> **Problem statement**
For the string "regular", search the entries below and copy every line where it appears.

Provided data Start Marker

Issue #4856, opened 2016-10-24
easyform date picker should accept java date, not just string


scottdraves:
https://pub.beakernotebook.com/publications/5584d6fc-9a11-11e6-9a2f-2bd3713b5b03

PR #4872, opened 2016-10-27
Issue #4856 - easyform date picker should accept java date, not just string

dmtrius:


plugin/jvm/src/main/java/com/twosigma/beaker/easyform/EasyForm.java
```diff
@@ -29,18 +29,19 @@
 import com.twosigma.beaker.easyform.formitem.TextField;
 import org.apache.commons.lang3.StringUtils;
 
-import java.util.Collection;
-import java.util.HashMap;
-import java.util.LinkedHashMap;
-import java.util.Map;
+import java.text.SimpleDateFormat;
+import java.util.*;
```
scottdraves: import \* is against our style guide.

plugin/jvm/src/main/java/com/twosigma/beaker/easyform/EasyForm.java
```diff
@@ -271,32 +272,48 @@ public String getCaption() {
...
+  @Override
   public String get(final Object key) {
     checkComponentExists((String) key);
     return getComponentMap().get(key).getValue();
   }
 
-  public String put(final String key, final String value) {
+  @Override
+  public String put(final String key, final Object value) {
+    String _value = processValue(value);
```
scottdraves: do not start regular variable name with _

plugin/jvm/src/main/java/com/twosigma/beaker/easyform/EasyForm.java
```diff
@@ -271,32 +272,48 @@ public String getCaption() {
...
     checkComponentExists(key);
     EasyFormComponent component = getComponentMap().get(key);
-    if (!component.checkValue(value)) {
+    if (!component.checkValue(_value)) {
```
scottdraves: should only allow strings and date objects, other objects should throw this exception.  eg this code should throw:

f = new EasyForm()
f.addDatePicker("d")
f["d"] = new ArrayList<Integer>()
f

plugin/jvm/src/main/java/com/twosigma/beaker/easyform/EasyForm.java
```diff
@@ -271,32 +272,48 @@ public String getCaption() {
...
     setChanged();
     notifyObservers();
     component.fireChanged();
     return previousValue;
   }
 
+  private String processValue(final Object value) {
+    // String
+    if (value instanceof String) {
+      return String.class.cast(value);
```
scottdraves: i don't believe this is needed

plugin/jvm/src/main/java/com/twosigma/beaker/easyform/EasyForm.java
```diff
@@ -271,32 +272,48 @@ public String getCaption() {
...
+    // Date
+    } else if (value instanceof Date) {
+      return formatDate(Date.class.cast(value));
+    // any other type
+    } else {
+      return value.toString();
```
scottdraves: this case should be an error, as explained above

plugin/jvm/src/main/java/com/twosigma/beaker/easyform/EasyForm.java
```diff
@@ -29,18 +29,19 @@
...
-import java.util.Collection;
-import java.util.HashMap;
-import java.util.LinkedHashMap;
-import java.util.Map;
+import java.text.SimpleDateFormat;
+import java.util.*;
 
 @SuppressWarnings("unchecked")
-public class EasyForm extends ObservableMap<String, String> {
+public class EasyForm extends ObservableMap<String, Object> {
```
scottdraves, line 38: no need to change this

scottdraves:
also, only date components should take Date objects.
if you try to set a regular text field to a date, it should error out.

plugin/jvm/src/main/java/com/twosigma/beaker/easyform/formitem/DatePickerComponent.java
```diff
@@ -29,4 +35,14 @@ public void setShowTime(final Boolean showTime) {
   public Boolean getShowTime() {
     return showTime;
   }
+
+  @Override
+  protected boolean checkValue(final Object value) {
+    return value instanceof Date;
```
scottdraves: needs to take Dates AND Strings

plugin/jvm/src/main/java/com/twosigma/beaker/easyform/EasyForm.java
```diff
@@ -35,7 +35,7 @@
 import java.util.Map;
 
 @SuppressWarnings("unchecked")
-public class EasyForm extends ObservableMap<String, String> {
+public class EasyForm extends ObservableMap<String, Object> {
```
scottdraves, line 38: Why change this from String to Object?  seems unneeded.

dmtrius: Type of value is checked at run time, so that exception is thrown `java.lang.ClassCastException: java.util.Date cannot be cast to java.lang.String`.
To accept different types that parameter should be Object.

plugin/jvm/src/main/java/com/twosigma/beaker/easyform/formitem/DatePickerComponent.java
```diff
@@ -29,4 +35,18 @@ public void setShowTime(final Boolean showTime) {
...
+  protected boolean checkValue(final Object value) {
+    return value instanceof Date || value instanceof String;
+  }
+
+  @Override
+  public String formatValue(Object value) {
+    if (value instanceof Date) {
+      return dateFormat.format(value);
+    } else {
+      return String.class.cast(value);
```
dmtrius, line 49: Should I check for correct value format?

plugin/jvm/src/main/java/com/twosigma/beaker/easyform/EasyForm.java
scottdraves: thanks yea we'll need that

Provided data End Marker

> **Result of this task**
scottdraves: do not start regular variable name with _
if you try to set a regular text field to a date, it should error out.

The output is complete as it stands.